The completion of these tasks will be held to HHS’s approval.

Although it may be tempting to cut costs by skimping on physical, administrative and technical security measures to protect the confidentiality, integrity and availability of protected health information (PHI), the lack of those measures can be easily highlighted through basic human error. Indeed, HHS has a webpage dedicated to “How to File a Civil Rights Complaint.”

In L.A. Care’s case, what appears to be a simple human error of sending approximately 1,498 member ID cards to the wrong individuals around January 2019 raised a red flag that was eventually noticed by the OCR. But this wasn’t the first red investigative flag. In January 2016, HHS started a compliance review after a March 3, 2013, article reported L.A. Care members seeing other member information upon logging onto the payment portable. Note that these are not hackers attempting to break into the system and steal data but human errors internal to the company.

HHS’s investigation of L.A. Care’s compliance with HIPAA rules revealed potential violations such as:

  • Risk analysis of vulnerabilities and potential risks to the confidentiality, integrity and availability of electronic PHI (ePHI). 45 C.F.R. Section 308(a)(1)(ii)(A).
  • Implementation of sufficient security measures for reducing risks and vulnerabilities. 45 C.F.R. Section 308(a)(1)(ii)(B).
  • Procedures to regularly review records of system activity. 45 C.F.R. Section 308(a)(1)(ii)(D).
  • Periodic technical and nontechnical evaluations. 45 C.F.R. Section 308(a)(8).
  • Implementation of software, hardware and/or procedural mechanisms for recording and examining information system activity. 45 C.F.R. Section 312(b).
  • Human error of disclosing 1,498 individuals’ ePHI. 45 C.F.R. Section 502(a).

No company is without security incidents that result from human error. It could be argued that if human error was the only issue, there would not have been a resolution agreement and CAP. That places the compliance spotlight squarely on lacking the mandatory physical, administrative and technical security controls to safeguard the confidentiality, integrity and availability of PHI.

Covered entities under HIPAA are also responsible for passing on these obligations to their business associates through a business associate agreement. A significant amount of security incidents occur at the vendor level. Accordingly, it is prudent for covered entities to review the vendor’s SOC 2 reports and cybersecurity risk frameworks such as ISO 27001:2013 or NIST CSF, in addition to the vendor’s privacy obligations.

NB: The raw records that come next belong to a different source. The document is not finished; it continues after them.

PR #122, opened 2026-04-29
feat: Markdown rendering of generic project readme

### LINKED ISSUE #83: Markdown rendering of generic project readme
Right now we do not render the markdown for generic project's readme. E.g. https://testnet.tansu.dev/project/?name=stellarpga

Image

We should do as we do for normal projects when we click on the readme button.

E.g. see https://testnet.tansu.dev/project/?name=tansu

Ideally we should reuse components as we want to do something similar in terms of rendering.

Oluwatos94:
Summary

Generic (non-SOFTWARE) projects like stellarpga already fetch their README from IPFS into configData.readmeContent, but the content was never rendered it was effectively invisible to users.
                                                                                                                          
- Show the Read More button for all project types, not just SOFTWARE projects                                                                                                                                                                     
- Pass the pre-fetched readmeContent into ReadMoreModal for non-SOFTWARE projects so it uses the IPFS content
  directly, without an extra GitHub fetch                                                                                 
- Hide the Clone Repository and Go to Releases actions inside the modal for non-SOFTWARE projects (those actions are
  GitHub-specific and don't apply)                                                                                        
                                                                                                                          
The markdown rendering itself reuses the existing markdown-to-jsx setup already in ReadMoreModal, so no new rendering   logic was introduced.   

<img width="1366" height="669" alt="Screenshot (1922)" src="https://github.com/user-attachments/assets/39210998-f8d5-46b4-baed-27d4ddf18399" />


closes #83

### DIFF
--- a/dapp/src/components/page/project/CommitHistory.jsx
+++ b/dapp/src/components/page/project/CommitHistory.jsx
@@ -1,4 +1,5 @@
 import { useStore } from "@nanostores/react";
+import Markdown from "markdown-to-jsx";
 import { useEffect, useState } from "react";
 import { getCommitHistory } from "../../../service/GithubService.ts";
 import {
@@ -23,7 +24,6 @@ const CommitHistory = () => {
   const [currentPage, setCurrentPage] = useState(1);
   const [isLoading, setIsLoading] = useState(true);
   const [loadError, setLoadError] = useState(null);
-  const [readmeExpanded, setReadmeExpanded] = useState(false);
 
   const fetchCommitHistory = async (page = 1) => {
     setLoadError(null);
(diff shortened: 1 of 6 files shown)


tupui:
I cross linked some work that would allow to add images to the readme. Will this work with it too?

Oluwatos94:
> I cross linked some work that would allow to add images to the readme. Will this work with it too?

I doubt, let me cross check and make adjustment to allow it.

Oluwatos94:
@tupui , I've updated it to work with the linked PR

tupui:
Can you double check @Oluwatos94 here I don't see the readme being rendered https://deploy-preview-122--staging-tansu.netlify.app/project/?name=stellarpga

I still see some markdown marks like `##` for instance.

Oluwatos94:
> Can you double check @Oluwatos94 here I don't see the readme being rendered https://deploy-preview-122--staging-tansu.netlify.app/project/?name=stellarpga
> 
> I still see some markdown marks like `##` for instance.

Thanks! I would fix that now. That was an oversight.

tupui (approved):
Great that works! Will fix the linter on my end.

Shadow-MMN:
> Great that works! Will fix the linter on my end.

was still reviewing this 🥲

tupui:
Thanks @Shadow-MMN sorry for that, we can do a follow up if there was anything needed to be changed. I am making a presentation now and sort of needed to move fast.

PR #123, opened 2026-04-29
fix: show key file processing state

### LINKED ISSUE #106: Loading indicator on anonymous vote decoding

ComputerOracle:
Adds a loading state while processing the uploaded key file.

When decoding large ballots, there can be a short delay and the UI previously appeared unresponsive. This change shows a loading indicator during that time so it’s clear that processing is in progress.

Once decoding finishes, the flow continues as before.

closes #106


tupui (approved):
Thanks, this works for me. Not the rotating animation but what you did in the end is also good for that.

PR #124, opened 2026-04-29
fix: highlight anonymous votes over max weight

### LINKED ISSUE #108: Anonymous votes inconsistency flagging

ComputerOracle:
Highlights decoded anonymous vote rows when the decoded vote weight is greater than the voter’s max allowed weight.

This is a visual-only indicator to help identify inconsistent anonymous vote data during review. It does not block the flow, change validation, or affect vote execution.

Closes #108


tupui (approved):
This is good thanks!

PR #139, opened 2026-05-10
ci: upload SBOMs with Filebase

### LINKED ISSUE #129: Remove Storacha from SBOM job
Missed that from the migration to filebase. I can add the token to the env as requested.

dipespandey:
## Summary
- replace the Storacha SBOM upload action with a Filebase IPFS RPC upload
- switch the SBOM summary output to the Filebase CID and gateway URL
- keep the generated SPDX and CycloneDX artifact upload unchanged

Closes #129

## Validation
- ruby -e "require 'yaml'; YAML.load_file('.github/workflows/sbom.yml'); puts 'yaml ok'"
- git diff --check
- checked that the SBOM workflow no longer references Storacha

### DIFF
--- a/.github/workflows/sbom.yml
+++ b/.github/workflows/sbom.yml
@@ -72,12 +72,9 @@ jobs:
           )"
           printf '%s\n' "${FILEBASE_RESPONSE}"
 
-          cid="$(printf '%s\n' "${FILEBASE_RESPONSE}" | jq -r 'select(.Hash != null) | select((.Name // "") == "") | .Hash' | tail -n 1)"
-          if [ -z "${cid}" ] || [ "${cid}" = "null" ]; then
-            cid="$(printf '%s\n' "${FILEBASE_RESPONSE}" | jq -r '.Hash // .Cid // empty' | tail -n 1)"
-          fi
+          cid="$(printf '%s\n' "${FILEBASE_RESPONSE}" | jq -r '.Hash // .Cid // empty' | tail -n 1)"
 
-          if [ -z "${cid}" ] || [ "${cid}" = "null" ]; then
+          if [ -z "${cid}" ]; then
             echo "Unable to determine Filebase directory CID from upload response" >&2
             exit 1
           fi
--- a/.github/workflows/sbom.yml
+++ b/.github/workflows/sbom.yml
@@ -62,24 +62,19 @@ jobs:
         env:
           FILEBASE_TOKEN: ${{ secrets.FILEBASE_TOKEN }}
         run: |
-          if [ -z "${FILEBASE_TOKEN}" ]; then
-            echo "FILEBASE_TOKEN secret is required to upload SBOMs to Filebase" >&2
-            exit 1
-          fi
+          FILEBASE_RESPONSE="$(
+            curl --silent --show-error --fail \
+              -X POST \
+              -H "Authorization: Bearer ${FILEBASE_TOKEN}" \
+              "https://rpc.filebase.io/api/v0/add?wrap-with-directory=true" \
+              -F "file=@sbom-release/sbom.spdx.json;filename=sbom.spdx.json;type=application/json" \
+              -F "file=@sbom-release/sbom.cyclonedx.json;filename=sbom.cyclonedx.json;type=application/json"
+          )"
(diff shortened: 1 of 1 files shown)


.github/workflows/sbom.yml
```diff
@@ -57,22 +57,49 @@ jobs:
...
-          proof: ${{ secrets.STORACHA_PROOF }}
+      - name: Upload SBOMs to Filebase
+        id: filebase
+        env:
+          FILEBASE_TOKEN: ${{ secrets.FILEBASE_TOKEN }}
+        run: |
+          if [ -z "${FILEBASE_TOKEN}" ]; then
+            echo "FILEBASE_TOKEN secret is required to upload SBOMs to Filebase" >&2
+            exit 1
+          fi
```
tupui: Not needed

.github/workflows/sbom.yml
```diff
@@ -57,22 +57,49 @@ jobs:
...
+
+          response_file="$(mktemp)"
```
tupui: No don't use a file for this. Look I have this elsewhere and it's simpler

To be clear, human errors, incidents and breaches happen to companies that have best-in-class protections, policies and procedures. The question is not if a human error, incident or breach will happen—it is when. When that happens and an OCR investigation ensues, the company that can provide evidence of proper compliance with HIPAA (through contractual, procedural, policy and governance evidence along with proper physical, administrative and technical controls evidence) will be better poised to avoid a resolution agreement and CAP.

We would be remiss if we didn’t acknowledge that HHS is not the only federal agency watching and acting on privacy concerns in health care. The Federal Trade Commission may also take action where it discovers deceptive privacy and security promises in covered entity privacy policies. Covered entities should therefore prioritize developing robust HIPAA compliance plans to mitigate the risk of such actions.

DISCLAIMER: Because of the generality of this update, the information provided herein may not be applicable in all situations and should not be acted upon without specific legal advice based on particular situations.